Passamos aquela noite atrás das grades, mesmo sem nenhum antecedente criminal em nossas fichas. Ian mais tarde usaria isso em nosso favor. Naquela noite pela primeira vez consegui exprimir alguma emoção. Vitor estava radiante, por pensar que aquilo era uma perseguição por ele estar seguindo a verdade. Eu estava aterrorizado, me sentindo completamente impotente. Foi quando eu comecei a chorar.

L: Eu queria saber o que eu fiz para merecer isso. Porque acontecem coisas como essa a pessoas como nós? Mesmo que se prove que somos inocentes - o que parece que vai ser bem difícil, apesar de nós sermos - sempre teremos a fama de ladrões, corruptos e coisas do tipo.

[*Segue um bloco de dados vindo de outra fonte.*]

PR #71, opened 2024-01-08
chore: add utils package

proquig:
## Description

This adds a utils package that contains a collection of utils. For now it only contains crypto utils.

## Checklist:

### DIFF
--- a/packages/utils/src/crypto.ts
+++ b/packages/utils/src/crypto.ts
@@ -1,4 +1,4 @@
-const arrayBufferFromHexString = (hexString: string) => {
+export const arrayBufferFromHexString = (hexString: string) => {
   const matches = hexString.match(/[0-9a-f]{2}/gi);
   if (!matches || hexString.length !== matches.length * 2) {
     throw new Error('Invalid hex string');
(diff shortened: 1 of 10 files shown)


packages/utils/src/crypto.ts
```diff
@@ -0,0 +1,93 @@
...
+
+  const bytes = Uint8Array.from(matches.map((hex) => parseInt(hex, 16)));
+  return bytes.buffer;
+};
+
+const hexStringFromArrayBuffer = (buffer: ArrayBuffer) => {
+  return [...new Uint8Array(buffer)].map((byte) => byte.toString(16).padStart(2, '0')).join('');
+};
+
+export const encryptAES256GCM = async ({ data, keyHex }: { data: string; keyHex: string }) => {
```
elbalexandre, line 15: minor, but IMO `encryptAES256GCM(data: string, key: string)` is in this case a better signature for callee and declaration.

Do we really need to precise `keyHex` ? looks odd as `userIdUuid`.

elbalexandre (commented):
Can we add test with vitest edge-runtime env ?
We might want to rename `encryptAES256GCM` & `decryptAES256GCM`. IMO it's a bit too barbaric. Perhaps `encryptText` & `decryptText` could be fine.

elbalexandre (approved):

PR #72, opened 2024-01-08
[Draft] Teams Integeration

naveed-niazi:
## Description

## Checklist:


apps/teams/src/app/install/route.ts
```diff
@@ -0,0 +1,13 @@
...
+import { redirect } from 'next/navigation';
+import { type NextRequest } from 'next/server';
+import { env } from '@/env';
+
+export const dynamic = 'force-dynamic';
+
+export function GET(request: NextRequest) {
+  cookies().set('organisation_id', env.ELBA_ORGANIZATION_ID);
+
+  let redirectUrl = `${env.AZURE_AUTH_URL}?response_type=code&scope=openid+profile+email+offline_access&client_id=${env.AZURE_AD_CLIENT_ID}&&redirect_uri=${env.AZURE_AUTH_REDIRECT_URL}`;
```
elbalexandre, line 11: There is a typo here `&&redirect_uri`.

We might prefer to use the `URL` object and append search params, it's safer.

Additionally, we prefer that we use `let` keyword only when the variable changes `eslint[prefer-const](https://eslint.org/docs/latest/rules/prefer-const)`

apps/teams/src/app/auth/route.ts
```diff
@@ -0,0 +1,30 @@
+import { RedirectType, redirect } from 'next/navigation';
```
elbalexandre, line 1: If you are not going to use this router (as `setup`  exists) you might prefer to delete it right away.

apps/teams/src/app/setup/route.ts
```diff
@@ -0,0 +1,51 @@
+import { RedirectType, redirect } from 'next/navigation';
+import { isRedirectError } from 'next/dist/client/components/redirect';
+import type { NextRequest } from 'next/server';
+import { env } from '@/env';
+import { setupAdmin, setupOrganisation } from './service';
+import axios from 'axios';
```
elbalexandre, line 6: We should `fetch` instead, `axios` is not compatible with edge-runtime.

apps/teams/src/app/setup/route.ts
```diff
@@ -0,0 +1,51 @@
...
+export const dynamic = 'force-dynamic';
+
```
elbalexandre, line 8: the environment should be edge-runtime

apps/teams/src/app/setup/route.ts
```diff
@@ -0,0 +1,51 @@
...
+    const result = await axios.post(URL, requestBody, {
+      headers: { 'content-type': 'application/x-www-form-urlencoded' },
+    });
+
+    const { access_token, refresh_token } = result.data;
+    if (!access_token || !refresh_token) {
+      console.log('Error: Either access_token or refresh_token is missing');
+      redirect(`${env.ELBA_REDIRECT_URL}?error=true`, RedirectType.replace);
+    }
```
elbalexandre, line 32: All this code can be moved in `/connectors/auth` in a dedicated function.
The URL of the API should be hardcoded (it should in an env variable).

apps/teams/src/app/setup/route.ts
```diff
@@ -0,0 +1,51 @@
+import { RedirectType, redirect } from 'next/navigation';
+import { isRedirectError } from 'next/dist/client/components/redirect';
+import type { NextRequest } from 'next/server';
+import { env } from '@/env';
+import { setupAdmin, setupOrganisation } from './service';
+import axios from 'axios';
+export const dynamic = 'force-dynamic';
+
+export async function GET(request: NextRequest) {
+  try {
```
elbalexandre, line 10: this function should only handle `request` data extraction + `response` creation. Everything else should be a service.

apps/teams/src/app/setup/service.ts
```diff
@@ -0,0 +1,67 @@
...
+      console.log('Error: ', err);
+      redirect(
+        `${env.ELBA_REDIRECT_URL}?source=${env.ELBA_SOURCE_ID}&error=${
+          err?.response?.status ?? 500
+        }`,
+        RedirectType.replace
+      );
+    }
+  }
+};
```
elbalexandre, line 33: What is the purpose of storing this admin ?

apps/teams/src/app/setup/service.ts
```diff
@@ -0,0 +1,67 @@
...
+  access_token: string,
+  refresh_token: string
+) => {
+  const [organisation] = await db
+    .insert(Organisation)
+    .values({
+      id: organisationId,
+      access_token: access_token,
+      refresh_token: refresh_token,
+      createdAt: new Date(),
```
elbalexandre, line 46: the `createdAt` date is automatically filled by postgres, we don't need to precise it.

apps/teams/src/app/setup/service.ts
```diff
@@ -0,0 +1,67 @@
+import { env } from '@/env';
```
elbalexandre, line 1: A test file is missing for this service.

elbalexandre (commented):
The flow is correct, but the code does not respect separation of concerns.

You might want to install eslint + prettier extension as this PR do not pass lint stage. Note that if you rebase your branch on staging this stage will be done while commiting.

apps/teams/.eslintrc.js
```diff
@@ -0,0 +1,17 @@
+const { resolve } = require('node:path');
+
+const project = resolve(__dirname, './tsconfig.json');
+
+module.exports = {
+  extends: ['@elba-security/eslint-config-custom/next', 'plugin:@typescript-eslint/recommended'],
```
elbalexandre, line 6:
```suggestion
  extends: ['@elba-security/eslint-config-custom/next'],
```
It's better to stick to the configuration we are providing for now. If in your opinion it's lake of rules or some might be changed, feels free to open an issue or discute it with me in pm.

apps/teams/src/connectors/auth.ts
```diff
@@ -0,0 +1,24 @@
...
+  });
+
+  const response = await fetch(env.AZURE_TOKENS_URL, {
+    method: 'POST',
+    headers: { 'content-type': 'application/x-www-form-urlencoded' },
+    body: requestBody.toString(),
+  });
+
+  const result = (await response.json()) as TokenResponseData;
+
```
elbalexandre, line 22: Could you throw a `TeamError` (you can rename `MySaasError`) containing the response when `response.ok` is falsy ?

apps/teams/src/connectors/auth.test.ts
```diff
@@ -0,0 +1,44 @@
+/* eslint-disable @typescript-eslint/no-unsafe-call -- test conveniency */
```
elbalexandre, line 1: Could you implement the tests here ?

apps/teams/src/app/setup/route.ts
```diff
@@ -0,0 +1,34 @@
...
+  if (!code || !organisationId) {
+    throw new Error('Code or organisationId is missing.');
+  }
+
+  return { code, organisationId };
+}
+
+function redirectTo(url: string): void {
+  redirect(url, RedirectType.replace);
+}
```
elbalexandre, line 34: IMO, we can remove this implementation:
- it's used once
- it's overwriting nextjs API which should be known by others devs

apps/teams/src/app/setup/route.ts
```diff
@@ -0,0 +1,34 @@
...
+
+export async function GET(request: NextRequest): Promise<void> {
+  let redirectUrl = '';
+  try {
+    const { code, organisationId } = validateRequest(request);
+    const tokens = await getTokens(code);
+    await setupOrganisation(organisationId, tokens.accessToken, tokens.refreshToken);
+    redirectUrl = `${env.ELBA_REDIRECT_URL}?source=${env.ELBA_SOURCE_ID}&success=true`;
+  } catch (error: unknown) {
+    redirectUrl = `${env.ELBA_REDIRECT_URL}?source=${env.ELBA_SOURCE_ID}&error=true`;
```
elbalexandre, line 15: Sorry, we did not document this and the template might be out of date, but we are now supporting error code on elba.

```suggestion
   if (error instanceof TeamsError && error.response.status === 401) {
     redirectUrl = `${env.ELBA_REDIRECT_URL}?source=${env.ELBA_SOURCE_ID}&error=unauthorized`;
   } else {
     redirectUrl = `${env.ELBA_REDIRECT_URL}?source=${env.ELBA_SOURCE_ID}&error=internal_error`;
   }
```

elbalexandre (commented):
Great work, almost there.
Please, for next PRs, could you add a description. I am assuming this PR cover only app installation feature.

apps/teams/.env.local.example
```diff
@@ -0,0 +1,12 @@
+ELBA_SOURCE_ID="0442f541-45d2-487a-9e4b-de03ce4c559e"
```
elbalexandre, line 1: This should be renamed as `.env.local`

apps/teams/src/app/setup/route.ts
naveed-niazi: Sure thing, I will just directly redirect

apps/teams/.env.local.example
naveed-niazi: Updated it to .env.local

elbalexandre: It still there, you can remove this one.

naveed-niazi: I haven't pushed all the code I will put it for review to you when all of it is complete. Thanks for the detailed review

PR #83, opened 2024-01-16
feat(dbx): data protection

athielba:
## Description

Complete data protection integration added in this PR

## Checklist:


apps/dropbox/src/connectors/dropbox/dbx-files.ts
```diff
@@ -0,0 +1,365 @@
...
+        return acc;
+      },
+      {
+        folders: [],
+        files: [],
+      }
+    );
+
+    const [foldersPermissions, foldersMetadata, filesPermissions, filesMetadata] =
+      await Promise.all([
```
elbalexandre, line 321: I hope it will not timeout or rate limit, that's a bunch of request to do.

apps/dropbox/src/connectors/utils/format-shared-links.ts
```diff
@@ -0,0 +1,30 @@
...
+    }
+
+    const linkObject = {
+      id,
+      url,
+      linkAccessLevel: link.link_permissions.link_access_level?.['.tag'] ?? 'viewer',
+      pathLower: path_lower!,
+    };
+
+    return [...acc, linkObject];
```
elbalexandre, line 28:
```suggestion
    acc.push(linkObject)
    return acc;
```
https://www.measurethat.net/Benchmarks/Show/29740/0/reduce-array-destructuring-vs-push

apps/dropbox/src/database/schema.ts
```diff
@@ -10,3 +10,20 @@ export const organisations = pgTable('organisations', {
...
+    id: text('id').notNull(),
+    url: text('url').notNull(),
+    organisationId: uuid('organisation_id').notNull(),
+    teamMemberId: text('team_member_id').notNull(),
+    linkAccessLevel: text('link_access_level').notNull(),
+    pathLower: text('path_lower').notNull(),
+  },
+  (table) => {
+    return {
+      pk: primaryKey({ columns: [table.url, table.pathLower] }),
```
elbalexandre, line 26: Why not use id as pk ? it's not unique across all dbx organisations ?

apps/dropbox/src/inngest/functions/data-protection/create-sync-folders-and-files.ts
```diff
@@ -0,0 +1,91 @@
...
+  }
+
+  await step.run('delete-objects', async () => {
+    await elba.dataProtection.deleteObjects({
+      syncedBefore: new Date(syncStartedAt).toISOString(),
+    });
+  });
+};
+
+export const createPathSyncJobs = inngest.createFunction(
```
elbalexandre, line 77:
```suggestion
export const createPathSyncJobs = inngest.createFunction(
```
The syncjobs part could be confusing and do not really match the event triggering the function. Do you have any other name in your naming hat ?

apps/dropbox/src/inngest/functions/data-protection/create-sync-shared-links.ts
```diff
@@ -0,0 +1,115 @@
...
+    name: 'dropbox/data_protection.folder_and_files.create.sync_page.requested',
+    data: {
+      organisationId,
+      syncStartedAt,
+      isFirstSync,
+    },
+  });
+};
+
+export const createSharedLinkSyncJobs = inngest.createFunction(
```
elbalexandre, line 101:
```suggestion
export const createSharedLinkSyncJobs = inngest.createFunction(
```
Same here

apps/dropbox/src/inngest/functions/data-protection/create-sync-shared-links.ts
```diff
@@ -0,0 +1,115 @@
...
+        teamMemberId: profile.team_member_id,
+        isPersonal: true,
+      },
+    ];
+  });
+
+  if (team.members.length > 0) {
+    const eventsToWait = sharedLinkJobs.map(
+      async (sharedLinkJob) =>
+        await step.waitForEvent(`dropbox-wait-sync-shared-links`, {
```
elbalexandre, line 62:
```suggestion
        await step.waitForEvent(`wait-sync-shared-links`, {
```

I don't think we need to suffix function step as on inngest we can only see them in a function run.

elbalexandre (commented):
Let's be cautious with"job" while naming tests and inngest functions as it's not in the vocabulary of inngest. (function run could replace it in the test)

apps/dropbox/src/connectors/dropbox/dbx-files.ts
athielba: I hope we won't need to do more right now. Let's see how things go first. If it doesn't work out, I'll set up some events to help us out. 🤞🏼

apps/dropbox/src/database/schema.ts
athielba: No, a file can have multiple shared links, which has the same file or folder id

apps/dropbox/src/inngest/functions/data-protection/create-sync-shared-links.ts
athielba: I would like to keep it since I used this pattern in the all Dbx integration

apps/dropbox/src/database/schema.ts
elbalexandre: The id of a shared link is not unique then ?

apps/dropbox/src/inngest/functions/data-protection/create-sync-shared-links.ts
elbalexandre: A search and replace can changes this for every occurence in a minute.
I think keeping integration consistent is a must have.

apps/dropbox/src/inngest/functions/data-protection/create-sync-folders-and-files.ts
```diff
@@ -0,0 +1,91 @@
...
+    accessToken: token,
+  });
+
+  const elba = getElba({
+    organisationId,
+    region,
+  });
+
+  const team = await step.run('fetch-users', async () => {
+    return dbxUsers.fetchUsers(cursor);
```
elbalexandre, line 36: IMO if we need the users for DP we should store them in the db and update them at each users sync

apps/dropbox/src/inngest/functions/data-protection/create-sync-folders-and-files.ts
elbalexandre: This naming is still an issue. What does the function is unclear ? After looking at the code it's seems to start the folders & files sync, so why not using `start-folders-and-files-sync` ?

elbalexandre (commented):
IMO, the naming of the events is messy:
- what is the entrypoint for entity sync ?
- creating a sync (sync is a short term of synchronise) is a strange term
- no differentiator between page sync & sync start

I suggest to use the prefix `start`, like `start-sync-folders-and-files` or `start-folders-and-files-sync`.

We should be really sure of the event naming as it will be really hard to refactor afterward + handling migration.

In addition, doing a users sync inside the data-protection sync is IMO not a good idea:
cons:
- if their is some new/deleted users it will not create issues for them (so syncing their files is useless)
- it's taking rate-limit bandwidth for data we have already retrieved previously
pros:
- less code

I suggest storing the users in a table (during users sync) and retrieve them when needed.

athielba:
@elbalexandre ,
1.  I agree withe file naming convention, since  DBX need to create shared sync & folder file sync events, the files and the functions have been updates
2. I don't understand what do you mean by user sync inside `data-protection`,  the shared-link sync and file-folder sync event will be triggered based on the current user details fetched from Dbx since we need the lates root id of the user, also we ignore the use if they delete or invited, we only  fetch the user who have the state of [`'active', 'suspended']`
 if your concern it is not relate to the the above please reference the code below

elbalexandre:
> @elbalexandre ,
> 
> 1. I agree withe file naming convention, since  DBX need to create shared sync & folder file sync events, the files and the functions have been updates
> 2. I don't understand what do you mean by user sync inside `data-protection`,  the shared-link sync and file-folder sync event will be triggered based on the current user details fetched from Dbx since we need the lates root id of the user, also we ignore the use if they delete or invited, we only  fetch the user who have the state of [`'active', 'suspended']`
>    if your concern it is not relate to the the above please reference the code below

Why do we need to fetch the users from dropbox when we can store them at the users syncs ?
Why do we paginate users sync but not the step retrieving the users in data-protection ?

athielba:
@elbalexandre  
I believe you missed the  code where the pagination is  created
1.  [Start shared link](https://github.com/elba-security/elba-security/blob/dfe30bd667f393ba1c4418de33664f5bcb173b2d/apps/dropbox/src/inngest/functions/data-protection/start-shared-links-sync.ts#L80-L81)
2. [Start folde and files](https://github.com/elba-security/elba-security/blob/dfe30bd667f393ba1c4418de33664f5bcb173b2d/apps/dropbox/src/inngest/functions/data-protection/start-folders-and-files-sync.ts#L60-L61)

elbalexandre (approved):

V: Eu não estou te reconhecendo. Afinal de contas você levou a mensagem para minha casa. Você é que influenciou o André de tal forma que, mesmo que ele ainda não acredite na mensagem, o fez trazer um amigo da família para nos defender. Você influenciou tantas pessoas. Vai desistir agora?
L: Eu não sei o que fazer. Estou desesperado.
V: A verdade vai prevalecer no final. E isso vai servir para te fortalecer ainda mais, pode acreditar.

Caí no sono depois de muitas lágrimas derramadas.